The nomography allows the software to step through the estimated
positions of the pattern bits, sampling the image intensity in a
small region, and taking the corresponding bit as a one or zero
based on its intensity relative to the threshold.
[0052] When sampling the target there should be good contrast of
black and white. This is actually the final test to verify that a
target has been identified. K-means clustering is used to divide
all pixel measurements into two clusters, and then verify that the
clusters have small variances and are nicely separated.
[0053] An essential and tricky step is refining the estimated
corner positions of the target and the anchor. The coordinates of
the contours are quite coarse, and generally only accurate to
within a couple of pixels. A corner refinement technique is used
which involves iteratively solving a least-squares system based on
the pixel values in the region of the corner. It converges nicely
to a sub-pixel accurate estimate of the corner position. In
practice, this has proved one of the hardest things to get
right.
[0054] It is also critical for the accuracy of the application that
the image coordinates are undistorted prior to computing the
homography. The undistortion may perturb the corner image
coordinates by several pixels, so it cannot be ignored.
[0055] All image contours are examined exhaustively until all
targets in the image are found. A list is returned of the targets
found, their IDs, and, if the video imaging source calibration
parameters are available, their positions and orientations.

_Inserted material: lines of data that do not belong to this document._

PR #153, opened 2025-05-04
[bls] Add bls signature crate

samkim-crypto:
Creating a BLS signature crate in the bls branch of the sdk for downstream projects to use.

### DIFF
--- a/bls/Cargo.toml
+++ b/bls/Cargo.toml
@@ -1,0 +1,39 @@
+[package]
+name = "solana-bls"
+description = "Solana BLS"
+documentation = "https://docs.rs/solana-bls-keypair"
+version = "0.1.0"
+authors = { workspace = true }
+repository = { workspace = true }
+homepage = { workspace = true }
+license = { workspace = true }
+edition = { workspace = true }
+
+[dependencies]
+bytemuck = { workspace = true }
+serde = { workspace = true, features = ["derive"] }
+serde_with = { workspace = true, features = ["macros"] }
+
+[target.'cfg(not(target_os = "solana"))'.dependencies]
+blst = { workspace = true }
+blstrs = { workspace = true }
+ff = { workspace = true }
+group = { workspace = true }
+rand = { workspace = true }
+solana-signature = { workspace = true, optional = true }
+solana-signer = { workspace = true, optional = true }
+subtle = { workspace = true, optional = true }
+thiserror = { workspace = true }
+
+[dev-dependencies]
+bincode = { workspace = true }
+solana-keypair = { workspace = true }
+
+[features]
+solana-signer-derive = ["dep:solana-signer", "dep:solana-signer", "dep:subtle"]
+
+[lib]
+crate-type = ["cdylib", "rlib"]
+
+[lints]
+workspace = true
--- a/bls/Cargo.toml
+++ b/bls/Cargo.toml
@@ -1,7 +1,7 @@
 [package]
 name = "solana-bls"
 description = "Solana BLS"
-documentation = "https://docs.rs/solana-bls-keypair"
+documentation = "https://docs.rs/solana-bls"
 version = "0.1.0"
 authors = { workspace = true }
 repository = { workspace = true }
--- a/bls/Cargo.toml
+++ b/bls/Cargo.toml
@@ -37,7 +37,7 @@ solana-signer-derive = [
 ]
 
 [lib]
-crate-type = ["cdylib", "rlib"]
+crate-type = ["rlib"]
 
 [lints]
 workspace = true
--- a/bls/Cargo.toml
+++ b/bls/Cargo.toml
@@ -30,7 +30,12 @@ bincode = { workspace = true }
 solana-keypair = { workspace = true }
 
 [features]
-solana-signer-derive = ["dep:solana-signer", "dep:solana-signer", "dep:subtle"]
+solana-signer-derive = [
+    "dep:solana-signer",
+    "dep:solana-signature",
+    "dep:solana-signer",
+    "dep:subtle",
+]
 
 [lib]
 crate-type = ["cdylib", "rlib"]
--- a/bls/Cargo.toml
+++ b/bls/Cargo.toml
@@ -33,7 +33,6 @@ solana-keypair = { workspace = true }
 solana-signer-derive = [
     "dep:solana-signer",
     "dep:solana-signature",
-    "dep:solana-signer",
     "dep:subtle",
 ]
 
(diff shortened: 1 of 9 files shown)


bls/Cargo.toml
```diff
@@ -0,0 +1,44 @@
+[package]
+name = "solana-bls"
+description = "Solana BLS"
+documentation = "https://docs.rs/solana-bls-keypair"
```
joncinque: nit: this should be `solana-bls`

bls/Cargo.toml
```diff
@@ -0,0 +1,44 @@
...
+[dev-dependencies]
+bincode = { workspace = true }
+solana-keypair = { workspace = true }
+
+[features]
+solana-signer-derive = [
+    "dep:solana-signer",
+    "dep:solana-signature",
+    "dep:solana-signer",
+    "dep:subtle",
```
joncinque: nit: solana-signer appears twice here

bls/Cargo.toml
```diff
@@ -0,0 +1,44 @@
...
+]
+
+[lib]
+crate-type = ["cdylib", "rlib"]
```
joncinque: nit: this shouldn't need `cdylib`

bls/src/proof_of_possession.rs
```diff
@@ -0,0 +1,40 @@
...
+
+impl TryFrom<&ProofOfPossession> for ProofOfPossessionProjective {
+    type Error = BlsError;
+
+    fn try_from(proof: &ProofOfPossession) -> Result<Self, Self::Error> {
+        let maybe_uncompressed: Option<G2Affine> = G2Affine::from_uncompressed(&proof.0).into();
+        let uncompressed = maybe_uncompressed.ok_or(BlsError::PointConversion)?;
+        Ok(Self(uncompressed.into()))
+    }
+}
```
joncinque: nit: it might be possible to re-use some code here, by having `TryFrom<ProofOfPossession>` call into `TryFrom<&ProofOfPossession>`

bls/src/pod.rs
```diff
@@ -0,0 +1,224 @@
...
+);
+
+impl Default for Pubkey {
+    fn default() -> Self {
+        Self([0; BLS_PUBLIC_KEY_AFFINE_SIZE])
+    }
+}
+
+// Directly implement the `Pod` and `Zeroable` traits for types that are
+// wrappers around byte arrays.
```
joncinque: nit: maybe this is a bit pedantic, but can you add a clarifying comment saying this is safe *because* they're all byte arrays, and we can't derive it automatically because bytemuck doesn't derive Pod for all sizes of byte arrays?

bls/src/keypair.rs
```diff
@@ -0,0 +1,249 @@
...
+
+impl TryFrom<&Pubkey> for PubkeyProjective {
+    type Error = BlsError;
+
+    fn try_from(proof: &Pubkey) -> Result<Self, Self::Error> {
+        let maybe_uncompressed: Option<G1Affine> = G1Affine::from_uncompressed(&proof.0).into();
+        let uncompressed = maybe_uncompressed.ok_or(BlsError::PointConversion)?;
+        Ok(Self(uncompressed.into()))
+    }
+}
```
joncinque: same here might be nice to re-use the implementation

bls/src/keypair.rs
```diff
@@ -0,0 +1,249 @@
...
+impl Keypair {
+    /// Constructs a new, random `Keypair` using a caller-provided RNG
+    pub fn generate<R>(csprng: &mut R) -> Self
+    where
+        R: CryptoRng + RngCore,
+    {
+        let secret = SecretKey::generate(csprng);
+        let public = PubkeyProjective::from_secret(&secret);
+        Self { secret, public }
+    }
```
joncinque: This unfortunately ties us to a certain version of `rand` in the public interface. Makes me realize we should probably deprecate these functions elsewhere in the sdk, so that people generate their own random bytes and pass them into a constructor.

What do you think?

bls/src/lib.rs
```diff
@@ -0,0 +1,199 @@
...
+
+/// Domain separation tag used when hashing public keys to G2 in the proof of
+/// possession signing and verification functions. See
+/// https://datatracker.ietf.org/doc/html/draft-irtf-cfrg-bls-signature-05#section-4.2.3.
+pub const POP_DST: &[u8] = b"BLS_SIG_BLS12381G1_XMD:SHA-256_SSWU_RO_POP_";
+
+#[cfg(not(target_os = "solana"))]
+pub struct Bls;
+#[cfg(not(target_os = "solana"))]
+impl Bls {
```
joncinque, line 47: nit: I typically find it's clearer to avoid a lot of code in `lib.rs`. Since most of these are related to messages, maybe it can get moved to `message.rs`? Or maybe `pairing.rs`? But I don't love either of these, so we can also leave this as is if you prefer

joncinque (commented):
Looks really good! Mostly small things, the crate and the code is pretty understandable.

If you need to publish this to crates.io and iterate, we can also merge the branch into master

bls/Cargo.toml
samkim-crypto: Thanks for the catch!

bls/Cargo.toml
samkim-crypto: Fixed!

bls/Cargo.toml
samkim-crypto: Yes, removed!

bls/src/proof_of_possession.rs
samkim-crypto: Good idea! Fixed!

bls/src/pod.rs
samkim-crypto: Yeah I followed the style in the zk-sdk and updated the comments.

bls/src/keypair.rs
samkim-crypto: Yes good point. I removed the `generate` functions that use the generators directly.

bls/src/lib.rs
samkim-crypto: Yeah I think this is a good idea, but I think I would actually need to think about whether we can remove the struct `Bls` and just let these functions be defined directly in `Keypair`, `Pubkey`, etc. Let me defer this one to a follow-up PR.

joncinque: Ok that works

joncinque (commented):
Looks good to me! Just a clippy issue to resolve, then we can land this

joncinque (approved):

PR #154, opened 2025-05-06
use saturating_sub in is_writable_index() - fix #150

### LINKED ISSUE #150: is_writable_index() may panic when overflow checking is enabled
### Summary
The `is_writable_index()` function of `solana_message::Message` may panic due to integer subtractions with overflow if overflow checking is enabled in Rust. If overflow checking is not enabled, the code may behave unexpectedly, but we're not aware of a specific impact in that case.

### Reporting Context
We first reported this issue confidentially, following the submission policy for potential security issues. According to our current understanding, the integer overflows do not happen for messages which successfully pass the `::Sanitize()` check, which is used by some consumers of the `solana-sdk` crates such as `Agave` before calling the affected function. The Anza team communicated that they therefore see this as an **informational** level issue in the SDK and asked us to report it publicly instead of a GHSA entry.

### Details
The implementation of `is_writable_index()`  for  `solana_message::Message` contains two separate subtractions on unsigned integer types which can overflow (or more precisely: underflow) depending on message values:
https://github.com/anza-xyz/solana-sdk/blob/89251af222d5b350f944859712d2ff0a3a60f37c/message/src/legacy.rs#L646-L654  
Note that while this message format is designated as legacy, it's still common and actively used. The `is_writable_index()` function is reachable through the public `is_maybe_writable()` and the deprecated public `is_writable()` function.

Based on our initial analysis, the newer `V0::Message` type has a different implementation for `is_writable_index()` which contains deliberate `saturating_sub` instructions and is not affected.

### PoC
```Rust
#[test]
fn solana_is_writable_index_reproducer1() {
    use solana_message::Message;
    use solana_message::MessageHeader;

    let message = Message {
        // the overflow happens due to num_readonly_signed_accounts > num_required_signatures
        header: MessageHeader {
            num_required_signatures: 1,
            num_readonly_signed_accounts: 2,
            ..MessageHeader::default()
        },
        ..Message::default()
    };

    // panics with "attempt to subtract with overflow" if Rust overflow-checks are enabled
    message.is_maybe_writable(0, None);
}
```

```Rust
#[test]
fn solana_is_writable_index_reproducer2() {
    use solana_message::Message;
    use solana_message::MessageHeader;

    let message = Message {
        // the overflow happens due to num_readonly_unsigned_accounts > account_keys.len()
        header: MessageHeader {
            num_readonly_unsigned_accounts: 1,
            ..MessageHeader::default()
        },
        ..Message::default()
    };

    // panics with "attempt to subtract with overflow" if Rust overflow-checks are enabled
    message.is_maybe_writable(0, None);
}
```

### Impact
Programs which use the affected functions on crafted messages are susceptible to a denial-of-service issue if runtime overflow checks are enabled. At the time of writing, this is not the case on Rust release profile builds by default. In the absence of panics, there may be other negative effects through logically incorrect results. 

### Affected Crate

`solana-message` in version `<= 2.3.0`. 
Issue observed with crate versions `0.0.2`,`0.0.3`,`2.2.1`, and `2.3.0`.

### Suspected Mitigation
https://github.com/anza-xyz/solana-sdk/blob/5ee135d96a2dc1a5da7a0c2c0b2010a34f3feb88/message/src/legacy.rs#L211-L245

Specifically, it does the following guard checks: https://github.com/anza-xyz/solana-sdk/blob/d705aac6dd13793a5b6f3f6527996d772cc5348e/message/src/legacy.rs#L214-L216 

https://github.com/anza-xyz/solana-sdk/blob/d705aac6dd13793a5b6f3f6527996d772cc5348e/message/src/legacy.rs#L222

### Suggestions

1. Ensure that no integer overflow is possible even on malformed messages, for example by using wrapping subtraction operations
1. Improve library code documentation on the sanitize functionality to encourage or enforce its usage

### Acknowledgements
Discovered by Christian Reitter during internal security reviews at [Turnkey](https://www.turnkey.com/).

rustopian:
legacy: use saturating_sub in is_writable_index()

Fixes #150.

Problem
-------
`is_writable_index()` subtracts two u8 header counters.  
If the caller skips `Message::sanitize()` the subtraction can underflow, panicking in debug builds or silently wrapping to 255 in release, making ≈all accounts appear writable.

Options considered
------------------
* wrapping_sub  
  + Zero-cost.  
  - Fail-open: an unchecked message marks many indices writable.

* saturating_sub (chosen)  
  + Matches the [v0-message implementation](https://github.com/anza-xyz/solana-sdk/blob/0f9989d0f2f6aa5328124084e20f587446bda79b/message/src/versions/v0/loaded.rs#L116-L136).  
  + Fail-closed: underflow clamps to 0, no extra accounts are writable.  
  - Adds a micro-op, but this should cause no performance impact.

Change
------
Replace both unchecked subtractions with `saturating_sub`.
Add a unit test covering scenarios including those demonstrated in the original PoC.

Result
------
Now immune to underflow; behavior of legacy messages here aligns with behavior of v0 messages.

### DIFF
--- a/message/src/legacy.rs
+++ b/message/src/legacy.rs
@@ -1044,7 +1044,7 @@ mod tests {
         };
         assert!(!message1.is_writable_index(0));
 
-        // Matching issue #150 PoC 2 concept - num_readonly_unsigned_accounts > account_keys.len()
+        // Matching issue #150 PoC 2 - num_readonly_unsigned_accounts > account_keys.len()
         let key_for_poc2 = Pubkey::new_unique();
         let message2 = Message {
             header: MessageHeader {
--- a/message/src/legacy.rs
+++ b/message/src/legacy.rs
@@ -646,11 +646,13 @@ impl Message {
     /// Returns true if the account at the specified index was requested to be
     /// writable. This method should not be used directly.
     pub(super) fn is_writable_index(&self, i: usize) -> bool {
-        i < (self.header.num_required_signatures - self.header.num_readonly_signed_accounts)
-            as usize
+        i < (self.header.num_required_signatures as usize)
+            .saturating_sub(self.header.num_readonly_signed_accounts as usize)
             || (i >= self.header.num_required_signatures as usize
-                && i < self.account_keys.len()
-                    - self.header.num_readonly_unsigned_accounts as usize)
+                && i < self
+                    .account_keys
+                    .len()
+                    .saturating_sub(self.header.num_readonly_unsigned_accounts as usize))
     }
 
     /// Returns true if the account at the specified index is writable by the
--- a/message/src/legacy.rs
+++ b/message/src/legacy.rs
@@ -1025,4 +1025,81 @@ mod tests {
     fn test_inline_all_ids() {
         assert_eq!(solana_sysvar::ALL_IDS.to_vec(), ALL_IDS.to_vec());
     }
+
+    #[test]
+    fn test_is_writable_index_saturating_behavior() {
+        // Directly matching issue #150 PoC 1:
+        // num_readonly_signed_accounts > num_required_signatures
+        // This now results in the first part of the OR condition in is_writable_index effectively becoming `i < 0`.
+        let key0 = Pubkey::new_unique();
+        let message1 = Message {
+            header: MessageHeader {
+                num_required_signatures: 1,
+                num_readonly_signed_accounts: 2, // 2 > 1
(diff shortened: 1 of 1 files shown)


joncinque (approved):
The fix and the tests make sense to me, but it does beg the question about whether we should change this interface altogether since it'll just give `false` in broken situations. But maybe that's ok -- I'll let someone from tx-metadata give the final :heavy_check_mark: .

PR #155, opened 2025-05-06
Feature - Adds `UpgradeableLoaderInstruction::ExtendProgramChecked`

Lichtso:
For [SIMD-0164](https://github.com/solana-foundation/solana-improvement-documents/pull/164).

PR #156, opened 2025-05-07
Marks the authority in `extend_program_checked()` as signer

Lichtso:
Ironically #155 missed the vital part: The authority being a signer.


joncinque (approved):
Hehe, oops.

PR #160, opened 2025-05-09
[bls] Add `serde`, `bytemuck` and `frozen-abi` features

samkim-crypto:
Just reorganizing some trait implementations for BLS pod types
- Derived `Ord` and `PartialOrd` for all the pod types
- Created serde feature and made the serde serialization/deserialization optional
- Created bytemuck feature and made the bytemuck implementation optional
- Created `frozen-abi` feature and implemented the `AbiExample` traits for the bls pod types
- Implemented `Display` and `FromStr` for bls pod types

### DIFF
--- a/bls/src/pod.rs
+++ b/bls/src/pod.rs
@@ -1,5 +1,9 @@
 #[cfg(feature = "bytemuck")]
 use bytemuck::{Pod, PodInOption, Zeroable, ZeroableInOption};
+use {
+    base64::{prelude::BASE64_STANDARD, Engine},
+    std::fmt,
+};
 #[cfg(feature = "serde")]
 use {
     serde::{Deserialize, Serialize},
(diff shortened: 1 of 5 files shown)


bls/src/pod.rs
```diff
@@ -24,12 +33,27 @@ impl Default for SignatureCompressed {
...
+impl fmt::Display for SignatureCompressed {
+    fn fmt(&self, f: &mut fmt::Formatter) -> fmt::Result {
+        write!(f, "{}", BASE64_STANDARD.encode(self.0))
+    }
+}
+
+impl_from_str!(
+    TYPE = SignatureCompressed,
+    BYTES_LEN = BLS_SIGNATURE_COMPRESSED_SIZE,
+    BASE64_LEN = 128
```
wen-coding: Do you think we should define 128 and 256 as constants as well?

samkim-crypto: Oh oops, I meant to define these, but I must have missed it.

wen-coding (approved):

PR #162, opened 2025-05-09
sysvar-instructions: check data length before storing current instruction idx

mjain-jump:
There are no checks for the instructions sysvar data length before trying to subtract / store data into the account. This does not cause issues in production, but causes issues with Firedancer's fuzzing efforts as this code triggers a panic if the sysvar account is not correctly initialized by the fuzzer when testing UB.

### DIFF
--- a/instructions-sysvar/src/lib.rs
+++ b/instructions-sysvar/src/lib.rs
@@ -161,9 +161,13 @@ pub fn load_current_index_checked(
 }
 
 /// Store the current `Instruction`'s index in the instructions sysvar data.
-pub fn store_current_index(data: &mut [u8], instruction_index: u16) {
+pub fn store_current_index(data: &mut [u8], instruction_index: u16) -> Result<(), ProgramError> {
+    if data.len() < 2 {
+        return Err(ProgramError::AccountDataTooSmall);
+    }
     let last_index = data.len() - 2;
     data[last_index..last_index + 2].copy_from_slice(&instruction_index.to_le_bytes());
+    Ok(())
 }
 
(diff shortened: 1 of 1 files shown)


buffalojoec (commented):
I really don't think it's a good idea to silently do nothing in the case of a bad data length. This could violate consensus for two nodes using otherwise compatible Agave versions.

Is there a safer way we can address the fuzzing mismatches caused by this?

mjain-jump:
> I really don't think it's a good idea to silently do nothing in the case of a bad data length. I would say this could cause a consensus mismatch on `data.len() < 2`, but the original implementation would cause a panic.
> 
> Maybe it's better to just make it fallible with an `InstructionError`?

In production it's never possible for the serialized size to be < 2 based on the sysvar serialization logic. I don't think this would cause a consensus break but I'm open to returning an instruction error instead of panicking, just would prefer not to crash the client here.

buffalojoec:
> > I really don't think it's a good idea to silently do nothing in the case of a bad data length. I would say this could cause a consensus mismatch on `data.len() < 2`, but the original implementation would cause a panic.
> > Maybe it's better to just make it fallible with an `InstructionError`?
> 
> In production it's never possible for the serialized size to be < 2 based on the sysvar serialization logic. I don't think this would cause a consensus break but I'm open to returning an instruction error instead of panicking, just would prefer not to crash the client here.

Yeah, I think the `InstructionError` is the better move, since on the Agave side, we can just bubble the error up through `InvokeContext::push`.

buffalojoec (approved):
Thanks!

PR #166, opened 2025-05-12
keypair: Deprecate `generate` to avoid public rand dep

joncinque:
#### Problem

The `generate()` function on `Keypair` exposes a public dependency on `rand` because it requires certain types from the crate. Using the public type from an external crate in our interface means that we can't upgrade without breaking downstream users.

#### Summary of changes

Mark the function as deprecated, and provide a new way to create a random keypair using `new_from_array`.

Unfortunately, we can't mark the function as `const` because the dalek types don't have const constructors.


samkim-crypto (approved):
Yep, makes sense to me!

PR #167, opened 2025-05-13
add functions to read and write keypairs from files

samkim-crypto:
#### Problem
There is no support to read and write bls keypairs from files yet.

#### Summary of Changes
Added support to read and write bls keyparis from files. I put it under the `fs` feature so that users don't have to import serde, but if there is a more conventional way to do this, then please let me know.


bls/src/keypair.rs
```diff
@@ -229,4 +359,19 @@ mod tests {
...
+        let outfile = format!("{}/tmp/test_write_keypair_file.json", out_dir);
+        let original_keypair = Keypair::new();
+        original_keypair.write_json_file(&outfile).unwrap();
+        assert!(Path::new(&outfile).exists());
+
+        let read_keypair = Keypair::read_json_file(&outfile).unwrap();
+        assert_eq!(original_keypair, read_keypair);
+
+        fs::remove_file(&outfile).unwrap();
+    }
```
joncinque: For this test to run by default, you'll need to add this crate as a `dev-dependency` and enable the `fs` feature. Example at https://github.com/anza-xyz/solana-sdk/blob/c39b21fa43d142fe129e57593a150853df87fa9a/vote-interface/Cargo.toml#L46

bls/src/keypair.rs
```diff
@@ -229,4 +359,19 @@ mod tests {
         assert_eq!(keypair.secret, secret);
         assert_eq!(keypair.public, public);
     }
+
+    #[test]
+    #[cfg(feature = "fs")]
+    fn test_keypair_file() {
+        let out_dir = std::env::var("FARF_DIR").unwrap_or_else(|_| "farf".to_string());
+        let outfile = format!("{}/tmp/test_write_keypair_file.json", out_dir);
```
joncinque: nit: It'd be better to use `tempfile` for these  rather than the `FARF` directory

bls/Cargo.toml
```diff
@@ -40,6 +41,7 @@ solana-keypair = { workspace = true }
 [features]
 bytemuck = ["dep:bytemuck"]
 frozen-abi = ["dep:solana-frozen-abi", "dep:solana-frozen-abi-macro"]
+fs = ["dep:serde_json"]
```
joncinque: nit: I looked around briefly, and the only example I could see to gate `fs` usage was the ed25519_dalek crate, and it used the `std` feature for that.

I'm not sure if you plan on making this crate `no-std` compatible, but it might actually be possible in this crate, in which case, maybe calling the feature `std` does make more sense.

bls/src/keypair.rs
```diff
@@ -75,6 +88,26 @@ impl SecretKey {
...
+        let scalar: Option<Scalar> = Scalar::from_bytes_le(bytes.try_into().unwrap()).into();
+        scalar.ok_or(BlsError::FieldDecode).map(Self)
+    }
+}
+
+impl From<&SecretKey> for [u8; BLS_SECRET_KEY_SIZE] {
+    fn from(secret_key: &SecretKey) -> Self {
+        let mut bytes = [0u8; BLS_SECRET_KEY_SIZE];
+        bytes.copy_from_slice(secret_key.0.to_bytes_le().as_slice());
+        bytes
```
joncinque: This implementation is a bit redundant -- `to_bytes_le()` already returns a properly-sized array, so you can just do
```suggestion
        secret_key.0.to_bytes_le()
```

bls/src/keypair.rs
```diff
@@ -157,6 +190,28 @@ impl TryFrom<&Pubkey> for PubkeyProjective {
...
+        public_affine.try_into()
+    }
+}
+
+impl From<&PubkeyProjective> for [u8; BLS_PUBLIC_KEY_AFFINE_SIZE] {
+    fn from(pubkey: &PubkeyProjective) -> Self {
+        let mut bytes = [0u8; BLS_PUBLIC_KEY_AFFINE_SIZE];
+        let pubkey_affine: Pubkey = (*pubkey).into();
+        bytes.copy_from_slice(pubkey_affine.0.as_slice());
+        bytes
```
joncinque: Same with this one, since the inner type is public, you can just do
```suggestion
        let pubkey_affine: Pubkey = (*pubkey).into();
        pubkey_affine.0
```

joncinque (commented):
Just a few little comments, looks good otherwise!

bls/src/keypair.rs
samkim-crypto: Oh oops. Thanks for the catch!

bls/Cargo.toml
samkim-crypto: Yeah good idea! I renamed it to `std` and took a stab at making the crate `no-std` compatible. Please let me know if my changes make sense.

joncinque (approved):
Looks great! Note that while the crate code is no-std, there's still some work to make it fully no-std, since some dependencies still use it. For example, base64 has std enabled by default: https://github.com/marshallpierce/rust-base64/blob/6243bd11f82eb27e6880e69844977e7226e7378b/Cargo.toml#L50

But that can always get refined over time, let's land this as is!

PR #681, opened 2026-04-14
small update: update message test

abelmarnk:
This PR updates some parts of the `solana-messsage` tests to use use `wincode` instead of `bincode`.

### DIFF
--- a/message/src/legacy.rs
+++ b/message/src/legacy.rs
@@ -764,10 +764,11 @@ mod tests {
         assert!(!message.is_instruction_account(2));
     }
 
+    #[cfg(feature = "wincode")]
     #[test]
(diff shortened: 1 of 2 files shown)


abelmarnk:
@joncinque would it make sense to remove [this](https://github.com/anza-xyz/solana-sdk/blob/master/message/src/inline_nonce.rs#L60) as well? so the `bincode` dev-dependency can be removed from the crate.

joncinque:
Oops sorry, I just noticed this, you don't want to include the change anymore?

abelmarnk:
😅 I was thinking it wasn't correct or something.

joncinque:
@febo what do you think about this change?

PR #682, opened 2026-04-14
hash: Gate std on frozen-abi

joncinque:
#### Problem

The hash crate has an std feature, but it's totally unnecessary.

#### Summary of changes

Keep the std feature for now, but make it no-op. This is technically breaking, but only impacts users that expect `solana-hash/std` to enable std on other crates. We've typically made that kind of breaking change in a minor version.


febo (approved):
Looks great!

PR #684, opened 2026-04-15
hash-512: Remove std feature

joncinque:
#### Problem

The std feature in hash-512 was never needed.

#### Summary of changes

Similar to #682, but for the hash-512 crate.


joncinque:
Rebased for audit failure

febo (approved):
Looks great!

[0056] Having provided a general overview, the present invention
will now be described more specifically with respect to the
mathematical calculations unique to the present invention and
system.
[0057] The pose of the target is computed using planar pose
estimation. To perform planar pose estimation for a single video
imaging source, the following is needed: [0058] 1) The calibration
matrix K of the video imaging source; [0059] 2) the image
coordinates of the planar object (the target) whose pose is being
computed; and [0060] 3) the real-world dimensions of the planar
object.
[0061] First the 2d planar homography H between the ideal target
coordinates and the measured image coordinates are computed. The
standard SVD-based (SVD: Singular Value Decomposition) least
squares approach is used, for efficiency, which yields sufficient
accuracies (See "Multiple View Geometry", 2.sup.nd ed., Hartley and
Zisserman for details on homography estimation). The calibration
library supports a non-linear refinement step (using the
Levenberg-Marquardt algorithm) if the extra accuracy is deemed
worth the extra computational expense, but that hasn't appeared
necessary so far.
[0062] Then the fact that H=K[R'|t] up to a homogeneous scale
factor, where R' is the first two columns of the camera rotation
matrix, and t=-RC, where C is the camera center is used. R and C
are the objective--the pose of the video imaging source with
respect to the target, which is inverted to get the pose of the
target with respect to the video imaging source. In brief:
[R'|t]=K.sup.-1H
The final column of the rotation matrix is computed by finding the
cross product of the columns of R', and normalize the columns.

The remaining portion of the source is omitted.